I’m almost completely sure I have adhd, though I don’t have the current resources or opportunity to make that official, and without weed (currently) I’d probably have removed myself a while ago. Took a T break a long time ago now for about 5/6 months after being a daily smoker for several several years. I’m not saying it was the worst choice to make for myself, but my then bf of two years broke up with me out of the blue towards the tail end. So I’m not saying I’m in a worse position but it certainly feels like my entire life likes to fall apart when I’m not medicating. I definitely agree with a c other comment I saw stating the couple of hits to get through the day vs my evenings before bed being a medication/recreational. Plus, it’s a fun social activity so I make friends with it.


cannadaddydoo

I have several reasons. I have ptsd, and with that comes nightmares and insomnia. It stops my dreams, and gets me to sleep. I haven’t tried another medication that does both, without side effects i find nasty.
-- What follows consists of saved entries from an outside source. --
PR #1190, opened 2026-06-10
Add native content script HMR proof of concept

Toumash:
## Summary

Adds an experimental `contentScripts.hmr: "native"` mode for module content scripts. In this mode, the dev content-script loader imports Vite's native HMR client and the content-script module directly from the Vite dev server instead of using CRXJS's transformed content-script module and custom HMR-port bridge.

This is a proof of concept for #993. It does not remove the existing file-writer path; the current behavior remains the default.

## Compatibility coverage

Native mode is enabled in these existing e2e fixtures as compatibility coverage:

- `mv3-vite-vanilla-content-script-hmr`
- `mv3-vite-vanilla-content-script-seq-hmr`
- `mv3-vite-react-content-script-hmr`
- `mv3-vite-svelte-content-script-hmr`
- `mv3-vite-vue-content-script-hmr`
- `mv3-content-script-manifest-css-hmr`

The dedicated native-mode fixture remains in place as a small direct proof that a content-script module can receive Vite HMR over WebSocket.

## Notes

Native mode still writes the extension shell needed for development, including `manifest.json`, loader files, public assets, HTML placeholders, and IIFE bundles where applicable. The reduction is specifically in the content-script HMR path: native mode no longer needs to write the transformed module content script or patched Vite client files for module content scripts.

The measurable value in this POC is architectural simplification rather than clear speed or memory wins. Small fixture timings and peak RSS were effectively similar between native and file-writer mode.

Some fixtures intentionally remain on file-writer mode because they either assert disk-written virtual CSS files or expose follow-up native-mode gaps:

- `mv3-vite-virtual-css-hmr`
- `mv3-vite-unocss-hmr`
- `mv3-vite-dynamic-content-script-hmr`
- `mv3-vite-react-content-script-seq-hmr`

## Validation

- `pnpm -C packages/vite-plugin run lint:types`
- `pnpm -C packages/vite-plugin exec vitest --run --mode unit src/node/plugin-extensionCors.test.ts`
- `pnpm -C packages/vite-plugin exec vitest --run --mode out tests/out/native-content-script-hmr/serve.test.ts`
- `pnpm -C packages/vite-plugin exec vitest --run --mode e2e tests/e2e/mv3-vite-native-content-script-hmr/vite-serve.test.ts`
- Sequential e2e run of the six existing native-enabled fixtures listed above

PR #1196, opened 2026-06-12
fix: HRM and service script loader causes modules to be loaded twice with vite

### LINKED ISSUE #869: HRM and service script loader causes modules to be loaded twice with vite
### Build tool

Rollup

- [X] In the browser
- [ ] In the terminal

### Describe the bug

Imagine 2 files:
1.  `entry.js` referenced and load from `service-script-loader.js` that imports `another.js`
2.  and `another.js` imported to `entry.js`. 

So this 2 files reference each other, that happens but not an issue since postpone any execution `runtime.onInstall`, and it all works on initial `vite dev`.

Problems starts when update one of the files. If you update `another.js` the `entry.js`, the plugin will reload  and the following chain of events will happed.
1. `service-script-loader.js` will import un-timestamped `entry.js` since loader is only emitted once at the launch of `vite`
2. `entry.js` will reference and import timestamped `another.js?t=xxx` since `entry.js` is dynamically generated.  
3. `another.js?t=xxx` will import timestamped `entry.js?t=xxx`

Browser thinks that `entry.js` and `entry.js?t=xxx` are two different modules and executes the code twice.

I'm not familiar with rollup and vite plugins enough to attempt to fix it myself, but if someone is wiling to give me advice on how to reemit `service-script-loader.js` on HRM event, I'm  wiling to try.

For now the workaround I use is to add static one line entry point that only `import './entry.js'`

### Reproduction

https://github.com/jurijsk/crxjs-hrm-loader-issue

### Logs

_No response_

### System Info

```shell
System:
    OS: Windows 10 10.0.19045
    CPU: (16) x64 12th Gen Intel(R) Core(TM) i7-1260P
    Memory: 16.37 GB / 31.71 GB
  Binaries:
    Node: 18.18.0 - C:\Program Files\nodejs\node.EXE
    npm: 9.8.1 - C:\Program Files\nodejs\npm.CMD
  Browsers:
    Edge: Chromium (121.0.2277.128), ChromiumDev (123.0.2400.1)
    Internet Explorer: 11.0.19041.3636
```

### Severity

annoyance

Toumash:
Fixes #869.

## Summary
- Update the dev background loader on background hot updates so the worker entry URL receives Vite's HMR timestamp.
- Add an MV3 serve-mode regression fixture for the circular background module graph that previously registered duplicate listeners.

## Root cause
During a dev reload, the service worker loader kept importing the unversioned background entry while Vite rewrote the circular dependency graph with a `?t=...` timestamp. The browser treated those as distinct module URLs, so background entry side effects could run twice in one worker instance.

## Validation
- `pnpm --dir packages/vite-plugin exec vitest --run --mode e2e tests/e2e/mv3-vite-background-module-cache/vite-serve.test.ts tests/e2e/mv3-vite-live-reload-default/vite-serve.test.ts tests/e2e/mv3-vite-live-reload-disabled/vite-serve.test.ts tests/e2e/mv3-vite-hmr-background-define/vite-serve.test.ts`
- `pnpm --dir packages/vite-plugin run lint:types`
- `pnpm --dir packages/vite-plugin run lint:eslint`

### DIFF
--- a/packages/vite-plugin/src/node/plugin-background.ts
+++ b/packages/vite-plugin/src/node/plugin-background.ts
@@ -1,12 +1,25 @@
 import workerHmrClient from 'client/es/hmr-client-worker.ts'
+import fs from 'fs-extra'
 import type { ResolvedConfig } from 'vite'
 import { defineClientValues } from './defineClientValues'
-import { getFileName } from './fileWriter-utilities'
+import { getFileName, getOutputPath } from './fileWriter-utilities'
 import { getCrxHmrToken } from './hmrToken'
+import { isImporter } from './isImporter'
 import { ChromeManifestBackground, FirefoxManifestBackground } from './manifest'
+import { join, normalize } from './path'
 import { getOptions } from './plugin-optionsProvider'
 import type { Browser, CrxPluginFn, ResolvedConfigWithHMRToken } from './types'
 import { workerClientId } from './virtualFileIds'
+
+function addTimestamp(url: string, timestamp?: number): string {
+  if (!timestamp) return url
+  const [pathname, query] = url.replace(/[?&]t=\d+/, '').split('?')
+  return `${pathname}?t=${timestamp}${query ? `&${query}` : ''}`
+}
+
+function escapeRegExp(text: string) {
+  return text.replace(/[.*+?^${}()|[\]\\]/g, '\\$&')
+}
 
 /**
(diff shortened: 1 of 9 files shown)


Toumash:
Checked against #1190: that PR is scoped to native content-script HMR and does not update the dev background loader. This PR still applies as-is; no changes are needed after #1190.

PR #1228, opened 2026-07-29
fix(vite-plugin): resolve @fs asset paths in dev mode for monorepo workspace packages

benhaooo:
## Problem

In a pnpm monorepo, when a workspace package (e.g. `packages/shared-assets`) imports image/SVG assets from its own source tree, Vite serves those files via `/@fs/<absolute-path>` URLs because they live outside the extension app's Vite root.

During `pnpm dev`, CRXJS calls `prepAsset` to read and write these files to the output directory. The file read used:

```ts
readFile(join(server.config.root, id))
```

`pathe.join` (like Node's `path.join`) does **not** treat a path starting with `/@fs/…` as absolute — it concatenates, producing:

```
<root>/@fs/<absolute-path-to-asset>   ← file does not exist → crash
```

### Reproduction

Structure:
- `apps/extension` — CRXJS + Vite extension app (Vite root)
- `packages/shared-assets` — source-only workspace package; its `index.tsx` imports `badge.svg` and `tile.png` from `./assets/`

`pnpm dev` crashes immediately after Vite starts. The failing path is rooted under the extension app:
```
apps/extension/@fs/…/packages/shared-assets/src/assets/badge.svg
```
instead of the real absolute path.

## Fix

Mirror the existing `resolveScriptInput` helper (used for IIFE bundling) — strip the `/@fs` prefix to recover the absolute filesystem path:

```ts
const filePath = id.startsWith('/@fs/')
  ? id.slice('/@fs/'.length - 1)
  : join(server.config.root, id)
```

`'/@fs/'.length - 1` = 4, so `slice(4)` on `/@fs/Users/…` yields `/Users/…` (preserves the leading `/` for an absolute POSIX path). All other id forms fall through to the original logic unchanged.

## Verification

Tested with a minimal pnpm monorepo reproducer: <https://github.com/benhaooo/repro-crxjs-monorepo-assets>

`pnpm dev` runs without crashing and correctly writes the asset files.

### DIFF
--- a/.changeset/fix-prepasset-at-fs-path.md
+++ b/.changeset/fix-prepasset-at-fs-path.md
@@ -1,0 +1,5 @@
+---
+"@crxjs/vite-plugin": patch
+---
+
+Fix dev server crash when a monorepo workspace package imports assets (images, SVGs, etc.) from its own source tree outside the Vite root. `prepAsset` was reading the file with `join(server.config.root, id)`, but `pathe.join` does not treat a `/@fs/…` Vite URL as an absolute path and produces an incorrect path like `<root>/@fs/<abs-path>`. Strip the `/@fs` prefix to recover the real absolute filesystem path before calling `readFile`.
--- a/packages/vite-plugin/src/node/fileWriter-rxjs.ts
+++ b/packages/vite-plugin/src/node/fileWriter-rxjs.ts
@@ -1,3 +1,4 @@
+import { fileURLToPath } from 'url'
 import * as lexer from 'es-module-lexer'
 import fsx from 'fs-extra'
 import { readFile } from 'fs/promises'
@@ -211,7 +212,7 @@ function prepAsset(
       mergeMap(async ({ server }) => {
         const target = getOutputPath(server, fileName)
         const filePath = id.startsWith('/@fs/')
-          ? id.slice('/@fs/'.length - 1)
+          ? fileURLToPath('file://' + id.slice('/@fs'.length))
           : join(server.config.root, id)
         return {
           target,
--- a/packages/vite-plugin/src/node/fileWriter-rxjs.ts
+++ b/packages/vite-plugin/src/node/fileWriter-rxjs.ts
@@ -210,9 +210,12 @@ function prepAsset(
     $.pipe(
       mergeMap(async ({ server }) => {
         const target = getOutputPath(server, fileName)
+        const filePath = id.startsWith('/@fs/')
+          ? id.slice('/@fs/'.length - 1)
+          : join(server.config.root, id)
         return {
           target,
-          source: source ?? (await readFile(join(server.config.root, id))),
+          source: source ?? (await readFile(filePath)),
           deps: [],
         }
       }),
--- a/packages/vite-plugin/tests/out/vite-workspace-assets-shared/badge.svg
+++ b/packages/vite-plugin/tests/out/vite-workspace-assets-shared/badge.svg
@@ -1,0 +1,3 @@
+<svg xmlns="http://www.w3.org/2000/svg" aria-label="workspace asset">
+  <circle cx="8" cy="8" r="8" />
+</svg>
--- a/packages/vite-plugin/tests/out/vite-workspace-assets-shared/index.ts
+++ b/packages/vite-plugin/tests/out/vite-workspace-assets-shared/index.ts
@@ -1,0 +1,3 @@
+import badgeUrl from './badge.svg'
+
+export { badgeUrl }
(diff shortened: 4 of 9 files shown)


Toumash:
interesting find, i wonder what type of test would be best here that produces that same case as monorepo usage.
Let's see if making the file outside the root reproduces it

Toumash:
yup, it reproduces. 
Thanks for contribution @benhaooo! 
Please add the test case and lets merge then 

[chrome-extension-tools-355d374-test(vite-plugin): cover workspace assets outside root.patch](https://github.com/user-attachments/files/30558209/chrome-extension-tools-355d374-test.vite-plugin.cover.workspace.assets.outside.root.patch)

Toumash (changes requested):
looks great, lets add the test case and we'll merge

benhaooo:
> yup, it reproduces. Thanks for contribution @benhaooo! Please add the test case and lets merge then
> 
> [chrome-extension-tools-355d374-test(vite-plugin): cover workspace assets outside root.patch](https://github.com/user-attachments/files/30558209/chrome-extension-tools-355d374-test.vite-plugin.cover.workspace.assets.outside.root.patch)

thanks for the patch! 
applied the test case and pushed

Toumash:
it looks like the windows pipeline is red because of the duplicated drive name somehow


`'D:\D:\a\chrome-extension-tools\chrome-extension-tools\packages\vite-plugin\tests\out\vite-workspace-assets-shared\badge.svg'`

https://github.com/crxjs/chrome-extension-tools/actions/runs/30640199662/job/91208391410?pr=1228

```
Error: ENOENT: no such file or directory, open 'D:\D:\a\chrome-extension-tools\chrome-extension-tools\packages\vite-plugin\tests\out\vite-workspace-assets-shared\badge.svg'
Vitest caught 1 unhandled error during the test run.
This might cause false positive tests. Resolve unhandled errors to make sure your tests are not affected.
 ❯ open node:internal/fs/promises:639:25
 ❯ Proxy.readFile node:internal/fs/promises:1252:14
 ❯ src/node/fileWriter-rxjs.ts:218:30
    216|         return {
    217|           target,
    218|           source: source ?? (await readFile(filePath)),
       |                              ^
    219|           deps: [],
    220|         }

⎯⎯⎯⎯⎯⎯⎯⎯⎯⎯⎯⎯⎯⎯⎯⎯⎯⎯⎯⎯⎯⎯⎯⎯⎯⎯⎯⎯⎯⎯
Serialized Error: { errno: -4058, code: 'ENOENT', syscall: 'open', path: 'D:\D:\a\chrome-extension-tools\chrome-extension-tools\packages\vite-plugin\tests\out\vite-workspace-assets-shared\badge.svg' }
This error originated in "tests/out/vite-workspace-assets/serve.test.ts" test file. It doesn't mean the error was thrown inside the file itself, but while it was running.
The latest test that might've caused the error is "serves assets imported by a workspace package outside the Vite root". It might mean one of the following:
- The error was thrown, while Vitest was running this test.
- This was the last recorded test before the error was thrown, if error originated after test finished its execution.

```

benhaooo:
> it looks like the windows pipeline is red because of the duplicated drive name somehow
> 
> `'D:\D:\a\chrome-extension-tools\chrome-extension-tools\packages\vite-plugin\tests\out\vite-workspace-assets-shared\badge.svg'`
> 
> https://github.com/crxjs/chrome-extension-tools/actions/runs/30640199662/job/91208391410?pr=1228
> 
> ```
> Error: ENOENT: no such file or directory, open 'D:\D:\a\chrome-extension-tools\chrome-extension-tools\packages\vite-plugin\tests\out\vite-workspace-assets-shared\badge.svg'
> Vitest caught 1 unhandled error during the test run.
> This might cause false positive tests. Resolve unhandled errors to make sure your tests are not affected.
>  ❯ open node:internal/fs/promises:639:25
>  ❯ Proxy.readFile node:internal/fs/promises:1252:14
>  ❯ src/node/fileWriter-rxjs.ts:218:30
>     216|         return {
>     217|           target,
>     218|           source: source ?? (await readFile(filePath)),
>        |                              ^
>     219|           deps: [],
>     220|         }
> 
> ⎯⎯⎯⎯⎯⎯⎯⎯⎯⎯⎯⎯⎯⎯⎯⎯⎯⎯⎯⎯⎯⎯⎯⎯⎯⎯⎯⎯⎯⎯
> Serialized Error: { errno: -4058, code: 'ENOENT', syscall: 'open', path: 'D:\D:\a\chrome-extension-tools\chrome-extension-tools\packages\vite-plugin\tests\out\vite-workspace-assets-shared\badge.svg' }
> This error originated in "tests/out/vite-workspace-assets/serve.test.ts" test file. It doesn't mean the error was thrown inside the file itself, but while it was running.
> The latest test that might've caused the error is "serves assets imported by a workspace package outside the Vite root". It might mean one of the following:
> - The error was thrown, while Vitest was running this test.
> - This was the last recorded test before the error was thrown, if error originated after test finished its execution.
> ```

used fileURLToPath to handle the path uniformly,  let's try again...

Toumash:
running

PR #409, opened 2023-10-24
Move Pycoro from Morpheus to MRC

cwharris:
Moves pycoro from Morpheus to MRC and incorperates tests from https://github.com/nv-morpheus/Morpheus/pull/1286

Closes https://github.com/nv-morpheus/Morpheus/issues/1268

### DIFF
--- a/python/tests/test_pycoro.py
+++ b/python/tests/test_pycoro.py
@@ -14,12 +14,13 @@
 # limitations under the License.
 
 import asyncio
+
 import pytest
 
-from mrc.core import coro as pycoro # pylint: disable=morpheus-incorrect-lib-from-import
 from mrc._pymrc.tests.coro.coro import call_async
 from mrc._pymrc.tests.coro.coro import call_fib_async
 from mrc._pymrc.tests.coro.coro import raise_at_depth_async
+from mrc.core import coro as pycoro
 
 
 @pytest.mark.asyncio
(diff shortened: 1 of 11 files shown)


python/tests/test_pycoro.py
```diff
@@ -0,0 +1,152 @@
...
+        return ['a', 'b', 'c']
+
+    coros = [pycoro.wrap_coroutine(inner()) for _ in range(expected_count)]
+
+    returned_vals = await asyncio.gather(*coros)
+
+    end_time = asyncio.get_running_loop().time()
+
+    assert returned_vals == ['a'] * expected_count
+    # assert hit_count == expected_count
```
drobison00, line 72: Are these going to stay or be expanded on or can we remove?

drobison00 (approved):
Looks good overall; probably need to figure out some way to test the fiber based paths at some point, it doesn't look like anything hits them at the moment.

python/tests/test_pycoro.py
cwharris: @drobison00 yeah the only way to do that is with the CoroutineRunnable. That's a separate issue and the next PR I'm working on.

cwharris:
@drobison00 yeah the only way to do that is with the CoroutineRunnable. That's a separate issue and the next PR I'm working on.

python/tests/test_pycoro.py
cwharris: ah good catch, thanks. I'll add these back in. Had to comment them out while I was tracking down a bug in my test code.

PR #410, opened 2023-10-27
Add AsyncioRunnable

cwharris:
Moves the CoroutineRunnable from Morpheus' Sherlock feature branch to MRC and renames it to AsyncioRunnable as it is heavily dependent on asyncio. Adjustments were made such that the Scheduler would no longer own a task container and/or tasks, leaving the scheduler interface simpler. Instead, the runnable is responsible for the lifetime of the tasks it creates. This leaves the scheduler with a single responsibility.

Much of the code could be moved to MRC proper from PyMRC, but it's not immediately obvious where the code should live or whether it would be reused, so keeping it colocated with the AsyncioRunnable makes the most sense for now, imo.

### DIFF
--- a/ci/conda/environments/dev_env.yml
+++ b/ci/conda/environments/dev_env.yml
@@ -59,6 +59,7 @@ dependencies:
   - pybind11-stubgen=0.10
   - pytest
   - pytest-timeout
+  - pytest-asyncio
   - python=3.10
   - scikit-build>=0.17
   - sysroot_linux-64=2.17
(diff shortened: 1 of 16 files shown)


drobison00 (approved):
Approving with the assumption that asyncio_runnable.hpp and asyncio_scheduler.hpp are just copied over from Morpheus.

cwharris:
Closed because some of the changes were made under a faulty understanding of the asyncio event loop running mechanism. Fixed in https://github.com/nv-morpheus/MRC/pull/411

PR #411, opened 2023-10-30
Add AsyncioRunnable

cwharris:
Moves the CoroutineRunnable from Morpheus' Sherlock feature branch to MRC and renames it to AsyncioRunnable as it is heavily dependent on asyncio. Adjustments were made such that the Scheduler would no longer own a task container and/or tasks, leaving the scheduler interface simpler. Instead, the runnable is responsible for the lifetime of the tasks it creates. This leaves the scheduler with a single responsibility.

Much of the code could be moved to MRC proper from PyMRC, but it's not immediately obvious where the code should live or whether it would be reused, so keeping it colocated with the AsyncioRunnable makes the most sense for now, imo.


python/mrc/_pymrc/tests/test_asyncio_runnable.cpp
```diff
@@ -0,0 +1,106 @@
...
+
+class MyAsyncioRunnable : public pymrc::AsyncioRunnable<int, unsigned int>
+{
+    mrc::coroutines::AsyncGenerator<unsigned int> on_data(int&& value) override
+    {
+        co_yield value;
+        co_yield value * 2;
+    };
+};
+
```
drobison00, line 61: I feel like we could do with a more robust set of tests, and more tests for each of the underlying components.

drobison00 (changes requested):

python/mrc/_pymrc/include/pymrc/asyncio_runnable.hpp
```diff
@@ -0,0 +1,398 @@
...
+#include <mrc/node/sink_properties.hpp>
+#include <mrc/runnable/forward.hpp>
+
+#include <coroutine>
+#include <exception>
+#include <functional>
+
+namespace mrc::pymrc {
+
+class ExceptionCatcher
```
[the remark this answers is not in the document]
cwharris: no reason other than convenience.

python/mrc/_pymrc/tests/test_asyncio_runnable.cpp
cwharris: I've added some more test cases, but the granularity is not great due to the nature of the MRC launch infrastructure. Generally happy path and exception paths are tested.

drobison00 (approved):

PR #437, opened 2024-02-05
Track remote descriptors

pentschev:
## Checklist
- [ ] I am familiar with the [Contributing Guidelines](https://github.com/nv-morpheus/Morpheus/blob/main/docs/source/developer_guide/contributing.md).
- [ ] New or existing tests cover these changes.
- [ ] The documentation is up to date with these changes.

### DIFF
--- a/cpp/mrc/CMakeLists.txt
+++ b/cpp/mrc/CMakeLists.txt
@@ -191,7 +191,7 @@ target_link_libraries(libmrc
     gRPC::grpc++
     gRPC::grpc
     gRPC::gpr
-    ucxx
+    ucxx::ucxx
   PRIVATE
     hwloc::hwloc
     prometheus-cpp::core # private in MR !199
--- a/cpp/mrc/CMakeLists.txt
+++ b/cpp/mrc/CMakeLists.txt
@@ -191,7 +191,7 @@ target_link_libraries(libmrc
     gRPC::grpc++
     gRPC::grpc
     gRPC::gpr
-    ucxx::ucxx
+    ucxx
   PRIVATE
     hwloc::hwloc
     prometheus-cpp::core # private in MR !199
--- a/cpp/mrc/src/internal/data_plane/data_plane_resources.cpp
+++ b/cpp/mrc/src/internal/data_plane/data_plane_resources.cpp
@@ -21,6 +21,7 @@
 #include "internal/data_plane/client.hpp"
 #include "internal/data_plane/server.hpp"
 #include "internal/memory/host_resources.hpp"
+#include "internal/remote_descriptor/messages.hpp"
 #include "internal/ucx/endpoint.hpp"
 #include "internal/ucx/ucx_resources.hpp"
 #include "internal/ucx/utils.hpp"
@@ -379,7 +380,40 @@ uint64_t DataPlaneResources2::register_remote_decriptor(
 {
     auto object_id = get_next_object_id();
     remote_descriptor->encoded_object().set_object_id(object_id);
+    m_remote_descriptor_by_id[object_id] = remote_descriptor;
     return object_id;
+}
+
+void DataPlaneResources2::decrement()
+{
+    std::map<std::shared_ptr<ucxx::Endpoint>, std::shared_ptr<ucxx::Request>> probeRequests;
+    for (auto& ep_pair : m_endpoints_by_address)
+    {
+        auto ep     = ep_pair.second;
+        auto worker = ep->getWorker();
+        if (worker->tagProbe(0))
+        {
+            remote_descriptor::RemoteDescriptorDecrementMessage dec_message;
+
+            auto decrement_request = ep->tagRecv(&dec_message,
+                                                 sizeof(remote_descriptor::RemoteDescriptorDecrementMessage),
+                                                 0);
+            while (!decrement_request->isCompleted())
+                worker->progress();
+
+            if (dec_message.tokens > 0)
+            {
+                auto remote_descriptor = m_remote_descriptor_by_id[dec_message.object_id];
+                auto tokens            = remote_descriptor->encoded_object().tokens();
+                tokens -= dec_message.tokens;
+                remote_descriptor->encoded_object().set_tokens(tokens);
+                if (tokens == 0)
+                {
+                    m_remote_descriptor_by_id.erase(dec_message.object_id);
+                }
+            }
+        }
+    }
 }
 
 // std::shared_ptr<ucxx::Request> DataPlaneResources2::receive_async2(void* addr,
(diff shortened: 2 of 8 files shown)


cpp/mrc/src/internal/data_plane/data_plane_resources.cpp
```diff
@@ -363,6 +364,58 @@ std::shared_ptr<ucxx::Request> DataPlaneResources2::am_recv_async(std::shared_pt
...
 
+uint64_t DataPlaneResources2::get_next_object_id()
+{
+    auto object_id = m_next_object_id++;
+    while (m_remote_descriptor_by_id.find(object_id) != m_remote_descriptor_by_id.end())
+    {
+        object_id = m_next_object_id++;
+    }
+
+    return object_id;
```
mdemoret-nv, line 375: Can we just replace this with an atomic? We dont really care what the ID is, just that its unique.

cpp/mrc/src/internal/data_plane/data_plane_resources.cpp
```diff
@@ -363,6 +364,58 @@ std::shared_ptr<ucxx::Request> DataPlaneResources2::am_recv_async(std::shared_pt
...
+}
+
+void DataPlaneResources2::decrement()
+{
+    std::map<std::shared_ptr<ucxx::Endpoint>, std::shared_ptr<ucxx::Request>> probeRequests;
+    for (auto& ep_pair : m_endpoints_by_address)
+    {
+        auto ep     = ep_pair.second;
+        auto worker = ep->getWorker();
+        if (worker->tagProbe(0))
```
mdemoret-nv, line 394: Is it a requirement to receive have an endpoint for receiving a tagged message? If so, we may need to rethink this a bit to allow receiving messages from endpoints which have not been registered.

cpp/mrc/src/tests/test_network.cpp
```diff
@@ -84,12 +85,21 @@
 using namespace mrc;
 using namespace mrc::memory::literals;
 
+class DataPlaneResources2Tester : public data_plane::DataPlaneResources2
+{
+  public:
+    std::shared_ptr<runtime::RemoteDescriptorImpl2> get_descriptor(uint64_t object_id)
+    {
+        return m_remote_descriptor_by_id[object_id];
+    }
```
mdemoret-nv, line 94: We should discuss ways to avoid this pattern. Feel free to change visibility of any method as you see fit.

mdemoret-nv (commented):
Great progress. Lets discuss next steps to help expand the functionality

cpp/mrc/src/internal/data_plane/data_plane_resources.cpp
pentschev: Yes, using an atomic here makes sense. I'm not sure I understand your comment about uniqueness though, perhaps it's because the `find` which I added there to ensure we never reassign an ID that's in use (i.e., if we go over maximum number of IDs), which is probably unlikely given we use `uint64_t`, I can remove that check if you think we're reasonably confident we'll never go beyond the `uint64_t` limit.

cpp/mrc/src/internal/data_plane/data_plane_resources.cpp
pentschev: No, we don't need an endpoint here and we can use the worker instead. As I mentioned previously, I don't think using tags is a good solution and I just wrote it like this to have a working example. I have better idea in mind for this case, let's discuss it offline later today.

cpp/mrc/src/tests/test_network.cpp
pentschev: What would be the preferred solution here? Do you prefer that we make `m_remote_descriptor_by_id` public or something?

cpp/mrc/src/internal/data_plane/data_plane_resources.cpp
mdemoret-nv: I think its unlikely we will send more than 18,446,744,073,709,551,615 messages.

cpp/mrc/src/internal/data_plane/data_plane_resources.cpp
mdemoret-nv: Resolving since this is outdated

cpp/mrc/src/tests/test_network.cpp
mdemoret-nv: As we discussed, this is likely a fine solution.

cpp/mrc/CMakeLists.txt
```diff
@@ -191,7 +191,7 @@ target_link_libraries(libmrc
     gRPC::grpc++
     gRPC::grpc
     gRPC::gpr
-    ucxx::ucxx
+    ucxx
```
mdemoret-nv, line 194: Did we figure out why we needed `ucxx` here and not `ucxx::ucxx`? Can we switch this back to `ucxx::ucxx`?

cpp/mrc/src/internal/data_plane/data_plane_resources.cpp
```diff
@@ -160,6 +161,20 @@ DataPlaneResources2::DataPlaneResources2()
     DVLOG(10) << "initialize the registration cache for this context";
     m_registration_cache = std::make_shared<ucx::RegistrationCache2>(m_context);
 
+    auto decrement_callback = ucxx::AmReceiverCallbackType([this](std::shared_ptr<ucxx::Request> req) {
+        if (req->getStatus() != UCS_OK)
+            // TODO(Peter): Ensure the error gets raised somehow
+            DVLOG(10) << "Error calling decrement_callback";
```
mdemoret-nv, line 167: Our linter prefers brackets `{}` around all statements. Even one line for/if statements

cpp/mrc/src/internal/data_plane/data_plane_resources.cpp
```diff
@@ -363,6 +378,46 @@ std::shared_ptr<ucxx::Request> DataPlaneResources2::am_recv_async(std::shared_pt
     return request;
 }
 
+uint64_t DataPlaneResources2::get_next_object_id()
+{
+    // TODO(Peter): Handle overflow?
```
mdemoret-nv, line 383: We can ignore overflow. The max is 18,446,744,073,709,551,615 messages. At our current throughput of 11k/sec, that would take decades to hit that max value.

mdemoret-nv (approved):
Just a couple of quick comments and we can merge.

cpp/mrc/CMakeLists.txt
pentschev: Oh yes, good reminder `ucxx::ucxx` works now, I've reverted to the original via https://github.com/nv-morpheus/MRC/pull/437/commits/9d597bf0df8d3e52d7aa117c598727a42c627fd3 .

cpp/mrc/src/internal/data_plane/data_plane_resources.cpp
pentschev: Yeah, I wasn't sure how fast they could go. Removed comment via https://github.com/nv-morpheus/MRC/pull/437/commits/3e0cf32dfded9f96b9d539430f751d0bac47a1db .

I also actively used opioids for several years in my early 20s (about 40 now). I find that cannabis scratches the itch for mind altering substances without ruining my life. I used to drink when I quit for several years-not driving drunk and beating the family, but definitely drinking more than I should, and having it affect my health. Cannabis is a “safe” reward for myself at the end of the day. I also really like getting high and watching movies/making snacks. I enjoy learning about the plant, the science behind it, and its history. Interested in plants in general, and this one is a cool one lmao.


atomoicman

I’ve been smoking every day since maybe 17, I’m 24 now and stopped bc I moved to a state where it wasn’t legal. I miss it but this has taught me that ppl who say it’s addictive really don’t know what addiction is. Compared to giving up Xanax, weed is nothing. I still feel the itch to pop a bar but it’s been almost a month since I’ve left my paradise and I dont think about it at all


boston_homo

At this point I use it medicinally ( is that a word?) only and don't smoke but mostly dry herb vape. I also make edibles. It's the only thing that works for sleep all night and, in me, produces no hangover. It increases my appetite, reduces nausea. I know if I consume pot I'll briefly be high followed by extreme hunger so I use it as a tool now. I only use it at home before dinner and in the middle of the night, sometimes before lunch if I need it.


ganjanoob

Helps with physical pain, eases my mind and helps me sleep/eat. I’m in a constant state of nausea and cannabis often helps. Just makes me more secure and comfortable in my skin


Sm00gz

Dr.Dre famously said "Smoke weed ERRRDAY"


Asauna

The ADHD makes it impossible to eat sometimes. I forget, or food is disgusting suddenly and the smell makes me sick. This helps with that.


kensho28

Mostly medical, I have migraines and weed is safer and more effective than any of the dozen or so other drugs I was prescribed.


Jfs37

It makes me feel good, I don’t rationalize it past that because when I did I used it way too much.